## What to work on
For the word "great", report how many lines of the records below contain it, and nothing more.

[[ Exercise inputs open ]]

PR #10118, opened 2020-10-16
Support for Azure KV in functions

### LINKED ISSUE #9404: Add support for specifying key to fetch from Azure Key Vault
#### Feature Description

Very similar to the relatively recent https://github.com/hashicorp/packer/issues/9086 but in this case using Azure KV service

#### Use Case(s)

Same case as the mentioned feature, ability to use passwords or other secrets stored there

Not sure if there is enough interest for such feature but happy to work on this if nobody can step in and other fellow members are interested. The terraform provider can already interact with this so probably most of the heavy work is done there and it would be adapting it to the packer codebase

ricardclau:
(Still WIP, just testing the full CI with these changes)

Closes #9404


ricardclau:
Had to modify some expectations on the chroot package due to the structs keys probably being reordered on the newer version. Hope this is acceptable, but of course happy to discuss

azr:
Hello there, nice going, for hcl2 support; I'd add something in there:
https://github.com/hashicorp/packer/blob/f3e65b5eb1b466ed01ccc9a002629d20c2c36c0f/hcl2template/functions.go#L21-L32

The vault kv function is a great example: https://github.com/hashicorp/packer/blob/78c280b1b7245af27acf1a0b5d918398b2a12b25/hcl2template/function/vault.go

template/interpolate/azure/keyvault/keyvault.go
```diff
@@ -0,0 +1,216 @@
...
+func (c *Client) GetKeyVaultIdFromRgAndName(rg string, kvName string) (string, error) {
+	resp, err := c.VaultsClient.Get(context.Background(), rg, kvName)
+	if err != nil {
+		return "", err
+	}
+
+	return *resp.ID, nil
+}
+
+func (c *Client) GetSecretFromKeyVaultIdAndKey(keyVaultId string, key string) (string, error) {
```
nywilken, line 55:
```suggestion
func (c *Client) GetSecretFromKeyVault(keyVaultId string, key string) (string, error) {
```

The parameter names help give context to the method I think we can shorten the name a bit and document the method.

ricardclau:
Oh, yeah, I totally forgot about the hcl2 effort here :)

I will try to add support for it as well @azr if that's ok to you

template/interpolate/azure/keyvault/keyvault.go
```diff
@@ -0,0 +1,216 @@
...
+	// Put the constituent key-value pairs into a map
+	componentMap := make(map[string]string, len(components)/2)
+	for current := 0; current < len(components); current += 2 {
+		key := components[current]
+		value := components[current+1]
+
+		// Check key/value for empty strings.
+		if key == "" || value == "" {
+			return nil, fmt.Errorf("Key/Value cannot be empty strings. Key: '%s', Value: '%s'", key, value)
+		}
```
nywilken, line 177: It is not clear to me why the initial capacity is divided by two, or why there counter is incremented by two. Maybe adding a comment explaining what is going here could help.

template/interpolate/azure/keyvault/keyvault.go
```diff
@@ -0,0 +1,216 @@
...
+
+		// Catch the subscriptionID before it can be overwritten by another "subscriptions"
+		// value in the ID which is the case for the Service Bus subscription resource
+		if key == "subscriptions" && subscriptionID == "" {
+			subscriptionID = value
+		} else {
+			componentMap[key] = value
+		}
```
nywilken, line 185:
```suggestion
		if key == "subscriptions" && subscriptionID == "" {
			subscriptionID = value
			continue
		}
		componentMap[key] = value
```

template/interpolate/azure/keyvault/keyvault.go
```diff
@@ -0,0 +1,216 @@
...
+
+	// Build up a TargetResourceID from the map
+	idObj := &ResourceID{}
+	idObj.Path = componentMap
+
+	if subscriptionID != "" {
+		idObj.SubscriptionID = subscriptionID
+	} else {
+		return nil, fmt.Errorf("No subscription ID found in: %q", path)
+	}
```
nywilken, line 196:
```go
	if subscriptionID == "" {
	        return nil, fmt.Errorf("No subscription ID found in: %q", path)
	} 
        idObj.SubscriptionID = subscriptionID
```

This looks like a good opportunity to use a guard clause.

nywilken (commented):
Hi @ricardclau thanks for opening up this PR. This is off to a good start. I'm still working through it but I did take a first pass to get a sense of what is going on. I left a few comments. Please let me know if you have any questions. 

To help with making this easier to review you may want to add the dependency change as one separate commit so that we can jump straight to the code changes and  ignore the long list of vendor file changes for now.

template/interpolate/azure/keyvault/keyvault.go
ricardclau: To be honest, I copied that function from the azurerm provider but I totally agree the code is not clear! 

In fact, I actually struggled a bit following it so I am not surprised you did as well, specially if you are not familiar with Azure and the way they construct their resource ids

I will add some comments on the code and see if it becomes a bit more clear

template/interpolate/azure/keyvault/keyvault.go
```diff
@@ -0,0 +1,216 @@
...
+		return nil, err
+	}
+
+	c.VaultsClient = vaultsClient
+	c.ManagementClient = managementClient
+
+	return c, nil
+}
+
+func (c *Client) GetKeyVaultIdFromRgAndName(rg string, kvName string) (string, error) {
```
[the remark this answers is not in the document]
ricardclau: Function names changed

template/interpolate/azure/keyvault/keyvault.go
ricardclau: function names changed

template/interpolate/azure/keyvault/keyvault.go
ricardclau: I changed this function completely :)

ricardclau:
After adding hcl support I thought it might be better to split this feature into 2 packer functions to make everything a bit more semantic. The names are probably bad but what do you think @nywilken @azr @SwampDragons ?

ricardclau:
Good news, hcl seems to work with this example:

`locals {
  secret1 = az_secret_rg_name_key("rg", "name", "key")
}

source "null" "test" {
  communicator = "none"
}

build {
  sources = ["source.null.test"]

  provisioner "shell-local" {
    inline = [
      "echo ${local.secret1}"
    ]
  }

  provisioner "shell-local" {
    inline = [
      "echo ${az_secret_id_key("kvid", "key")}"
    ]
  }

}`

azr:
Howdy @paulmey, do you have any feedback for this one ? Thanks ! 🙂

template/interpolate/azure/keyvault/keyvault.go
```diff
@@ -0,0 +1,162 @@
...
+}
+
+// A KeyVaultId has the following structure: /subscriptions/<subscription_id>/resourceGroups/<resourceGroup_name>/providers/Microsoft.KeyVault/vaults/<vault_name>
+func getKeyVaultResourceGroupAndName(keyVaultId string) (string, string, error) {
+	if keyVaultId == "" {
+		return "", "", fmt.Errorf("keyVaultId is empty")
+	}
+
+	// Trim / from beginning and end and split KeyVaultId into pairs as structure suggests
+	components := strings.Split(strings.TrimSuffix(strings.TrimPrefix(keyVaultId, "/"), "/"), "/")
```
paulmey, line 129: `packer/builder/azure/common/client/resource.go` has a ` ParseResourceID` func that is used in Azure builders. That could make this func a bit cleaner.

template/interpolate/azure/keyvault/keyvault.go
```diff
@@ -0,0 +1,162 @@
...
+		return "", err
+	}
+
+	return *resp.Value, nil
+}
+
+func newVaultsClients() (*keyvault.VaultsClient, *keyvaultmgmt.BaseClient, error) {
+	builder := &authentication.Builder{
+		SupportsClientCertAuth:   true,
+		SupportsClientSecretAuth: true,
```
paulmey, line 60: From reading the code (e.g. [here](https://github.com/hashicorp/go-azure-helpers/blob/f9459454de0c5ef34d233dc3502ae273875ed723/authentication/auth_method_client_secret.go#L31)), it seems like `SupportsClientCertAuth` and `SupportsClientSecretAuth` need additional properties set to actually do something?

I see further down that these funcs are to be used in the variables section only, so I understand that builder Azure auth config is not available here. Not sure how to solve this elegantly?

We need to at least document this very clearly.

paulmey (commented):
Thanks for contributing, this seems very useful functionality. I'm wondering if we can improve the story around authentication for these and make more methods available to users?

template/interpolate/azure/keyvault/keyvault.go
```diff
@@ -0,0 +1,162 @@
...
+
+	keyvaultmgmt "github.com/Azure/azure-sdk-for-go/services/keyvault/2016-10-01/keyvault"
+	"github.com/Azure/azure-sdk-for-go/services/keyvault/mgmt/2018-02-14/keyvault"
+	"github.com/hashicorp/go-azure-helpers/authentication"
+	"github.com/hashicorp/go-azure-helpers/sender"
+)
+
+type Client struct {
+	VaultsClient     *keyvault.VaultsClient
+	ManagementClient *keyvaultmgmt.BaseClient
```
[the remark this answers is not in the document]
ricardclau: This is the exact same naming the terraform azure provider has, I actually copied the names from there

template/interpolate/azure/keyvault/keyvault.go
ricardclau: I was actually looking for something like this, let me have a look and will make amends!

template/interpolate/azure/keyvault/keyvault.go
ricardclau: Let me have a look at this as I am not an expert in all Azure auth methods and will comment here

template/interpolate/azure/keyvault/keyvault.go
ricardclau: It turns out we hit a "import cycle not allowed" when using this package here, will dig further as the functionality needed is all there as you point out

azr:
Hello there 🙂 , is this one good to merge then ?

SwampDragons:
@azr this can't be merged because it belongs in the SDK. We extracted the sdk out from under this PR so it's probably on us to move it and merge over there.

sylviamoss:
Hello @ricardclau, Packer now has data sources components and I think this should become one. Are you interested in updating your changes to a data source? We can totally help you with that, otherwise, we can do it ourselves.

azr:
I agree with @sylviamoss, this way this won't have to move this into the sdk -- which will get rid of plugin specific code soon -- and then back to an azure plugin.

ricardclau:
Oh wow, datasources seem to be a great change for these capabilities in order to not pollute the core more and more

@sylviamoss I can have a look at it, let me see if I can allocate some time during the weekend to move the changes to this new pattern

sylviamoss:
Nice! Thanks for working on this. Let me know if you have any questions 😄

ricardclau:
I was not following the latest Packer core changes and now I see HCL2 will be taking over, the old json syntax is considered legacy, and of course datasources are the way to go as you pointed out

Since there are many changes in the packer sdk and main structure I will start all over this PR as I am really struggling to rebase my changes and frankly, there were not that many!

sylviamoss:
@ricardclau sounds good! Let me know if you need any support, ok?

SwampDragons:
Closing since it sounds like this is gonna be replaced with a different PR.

[[ Exercise inputs closed ]]

## Exercise answer
2